Non incorre in una discriminazione il datore di lavoro privato che vieta ai dipendenti il velo islamico e altri segni religiosi visibili. E’ l’Avvocato generale della Corte di giustizia dell’Unione europea, Kokott, a scriverlo nelle conclusioni depositate il 31 maggio (causa C-157/15, Achbita, C-157:15) con le quali, almeno in questa prima fase del procedimento, Lussemburgo rafforza il principio di neutralità religiosa e ideologica. E’ il primo caso di questo genere arrivato a Lussemburgo (pende anche un altro ricorso). E’ stata la Corte di Cassazione belga, alle prese con un ricorso di una dipendente di un’impresa che fornisce servizi di sicurezza e di vigilanza, licenziata perché si era rifiutata di lavorare priva del velo islamico, a chiamare in aiuto la Corte Ue. Secondo l’Avvocato generale, le cui conclusioni non sono vincolanti ma sono generalmente seguite dalla Corte, non è in contrasto con la direttiva 2000/78 sulla parità di trattamento in materia di occupazione e di condizioni di lavoro, recepita in Italia con Dlgs n. 216/2003, la decisione di un datore di lavoro privato di vietare, in via generale, l’esibizione di simboli religiosi (conclusione analoga a quella raggiunta, nel settore pubblico, dalla Corte europea dei diritti dell’uomo con la sentenza Ebrahimian contro Francia).
La direttiva – osserva Kokott – punta alla creazione di ambienti di lavoro non discriminatori, vietando in modo assoluto ogni atto di questo genere, ma ammettendo talune disparità di trattamento necessarie al perseguimento di un obiettivo legittimo e in presenza di alcuni requisiti. Come la finalità dell’azienda che punta a rafforzare la neutralità religiosa e ideologica. Passaggio obbligato, per raggiungere tale risultato, il no ai propri dipendenti che non possono indossare simboli religiosi, politici e filosofici sulla base di un regolamento interno codificato proprio per rafforzare l’attuazione effettiva dei principi perseguiti, primo tra tutti la neutralità in materia religiosa. Una finalità legittima e necessaria all’attuazione della politica aziendale che – osserva l’Avvocato generale – è anche proporzionale perché non procura un eccessivo pregiudizio sui legittimi interessi dei lavoratori ed è applicabile in maniera generale e del tutto indifferenziata tant’è che include anche il divieto di “indossare segni visibili di una convinzione politica o filosofica”. Se è vero che il divieto di mostrare simboli religiosi può costituire un’ingerenza nella liberà di religione garantita dall’articolo 10 della Carta dei diritti fondamentali, è anche vero che, se rivolta verso ogni simbolo visibile, non ha carattere discriminatorio. Tanto più che l’Avvocato generale tiene a specificare che si riferisce a simboli particolarmente visibili e non a segni di minore impatto come orecchini o altri oggetti che riproducono un simbolo religioso.
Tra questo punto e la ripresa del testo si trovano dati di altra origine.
PR #1274, opened 2026-06-09
feat(access): profile-scoped permission rows on access roles

valentin0h:
Lets a single global role (e.g. a future Public role) carry different permissions per profile/decision instance, so per-process capabilities can be configured without minting a role per instance. A profile-scoped permission row overrides the role's global row for that profile only; everywhere else only global rows apply, so scoped grants can never leak across instances.

### DIFF
--- a/packages/common/src/services/access/getRoles.ts
+++ b/packages/common/src/services/access/getRoles.ts
@@ -6,6 +6,8 @@ import {
   desc,
   eq,
   gt,
+  inArray,
+  isNotNull,
   isNull,
   lt,
   or,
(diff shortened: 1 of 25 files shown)


services/db/migrations/20260609193913_acoustic_mulholland_black/migration.sql
```diff
@@ -0,0 +1,19 @@
+ALTER TABLE "access_role_permissions_on_access_zones" ADD COLUMN "profile_id" uuid;--> statement-breakpoint
+-- Dedupe before adding the unique constraint: no unique constraint existed on
+-- (access_role_id, access_zone_id) before, so duplicates are representable.
+-- Keep the most recently updated row per (role, zone), tie-broken by id.
+DELETE FROM "access_role_permissions_on_access_zones" a
```
scazan: This feels unnecesary as we don't have dupes currently anywhere.

packages/common/src/services/decision/duplicateInstance.ts
```diff
@@ -254,13 +254,16 @@ async function copyCustomRoles({
...
+    // Copy zone permissions. Rows scoped to the source profile follow the
+    // role to the target profile; global rows (NULL) stay global.
     if (role.zonePermissions.length > 0) {
       await db.insert(accessRolePermissionsOnAccessZones).values(
         role.zonePermissions.map((zp) => ({
           accessRoleId: newRole.id,
           accessZoneId: zp.accessZoneId,
           permission: zp.permission,
+          profileId:
+            zp.profileId === sourceProfileId ? targetProfileId : zp.profileId,
```
scazan: This is interesting.. I wonder why we would need to set zp.profileId on the new role if it isn't null and/or isn't === sourceProfileId. Feels like a potential error.

packages/common/src/services/access/getRoles.ts
```diff
@@ -104,6 +104,10 @@ export const getRoles = async (params?: {
               .from(accessZones)
               .where(eq(accessZones.name, zoneName)),
           ),
+          // Only the role's global permission row: per-profile override rows
+          // would multiply join rows (breaking limit-based pagination) and are
+          // read via the effective resolvers (e.g. getDecisionRole) instead.
+          isNull(accessRolePermissionsOnAccessZones.profileId),
```
scazan, line 141: The global profile rows are what are available to the invite user modal where we invite users to an organization with a specific role. One important thing to consider is that the global public role will end up in that list and won't make much sense since everyone gets the public role permissions by default. It would be a "invite user with public permissions" which technically will work but is odd. So we still need to treat the public role as a special case throughout (probably the only one or maybe out of 2 total special case roles I'd imagine, public and admin).

scazan (commented):
I don't want to block the migration, however the app logic will expose the public role here to more places then we want. Luckily, we are not currently exposing the global roles to the decision process role management, which means this won't have an effect on that. But the moment we do expose that, I want to flag that both the admin and member role that are both global will appear there suddenly, which we don't want. 
If we agree on the approach then I think the migration should merge and we can even merge the app logic if we address the global public role in a separate PR before we actually add one. As it is, this will open up a potential issue that definitely needs to be addressed before we make a move on the global public role.

services/db/migrations/20260609193913_acoustic_mulholland_black/migration.sql
valentin0h: yeah, was just meant to ensure the migration wont fail but I'll remove.

packages/common/src/services/access/getRoles.ts
```diff
@@ -31,12 +34,37 @@ interface Role {
...
+ * roles are granted only by their dedicated services (e.g. the
+ * public-participation flow), never by hand. Accepts the callback's table arg
+ * since db.query aliases tables.
+ */
+export const assignableRoleFilter = (accessRoleCols: typeof accessRoles): SQL =>
+  or(
+    isNotNull(accessRoleCols.profileId),
+    inArray(accessRoleCols.id, EXPOSABLE_GLOBAL_ROLE_IDS),
+  )!;
+
```
valentin0h, line 60: I'll revisit this.

packages/common/src/services/access/getRoles.ts
```diff
@@ -15,6 +17,7 @@ import {
   accessRoles,
   accessZones,
 } from '@op/db/schema';
+import { ROLES } from '@op/db/seedData/accessControl';
```
scazan: This is coming in from the seed data so won't work

scazan (approved):

PR #1287, opened 2026-06-11
feat(decisions): split process builder overview into Process Settings and Overview tabs

nourmalaeb:
Stacked on #1286.

- Sidebar gains a "Process Settings" section (the old Overview form, renamed) ahead of a new "Overview" tab
- Overview tab: headline + short description inputs above a divider, rich text body editor with bubble menu, autosaved like other sections
- New `overview` field ({ headline, description, content }) on `instanceData` through the encoder, `InstanceOverview` type, and `updateDecisionInstance` merge — JSONB, no migration
- Content-error guard: malformed stored body content is logged and shown as an error state instead of being silently replaced (and autosave is suppressed so it can't overwrite server data)
- Integration tests for overview round-trip, sibling preservation, and clearing; e2e specs updated for the new tab structure

---
  - https://app.asana.com/0/0/1215166793963399


apps/app/src/components/decisions/ProcessBuilder/stepContent/general/OverviewSection.tsx
```diff
@@ -26,8 +52,200 @@ export default function OverviewSection(props: SectionProps) {
...
+  };
+
+  const extensions = useMemo(
+    () => [
+      StarterKit.configure({
+        link: { openOnClick: false },
+      }),
+      Placeholder.configure({
+        placeholder: t(
+          "Write what residents need to know about this process — its goals, timeline, who's running it, how to participate.",
```
scazan: Should we make this a bit more generic. It's gonna work for this process... BUT.. we will forget about it being here when we have self-serve which is coming shortly after Columbus. Could we either make it configurable or make it generic with the normal placeholder?

apps/app/src/components/decisions/ProcessBuilder/stepContent/general/OverviewSection.tsx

D’altra parte, un’azienda – osserva Kokott – “può optare per una rigorosa neutralità religiosa e ideologica” e, quindi, “esigere dai propri dipendenti, nell’ambito del proprio potere discrezionale imprenditoriale garantito dalla Carta Ue, quale requisito per lo svolgimento dell’attività lavorativa, un modo di presentarsi corrispondentemente neutrale sul luogo di lavoro”. Soprattutto per le attività in cui il lavoratore è a contatto con la clientela. Anche per evitare che la collettività abbia l’impressione che la convinzione religiosa o politica ostentata in pubblico dal dipendente sia imputabile all’azienda.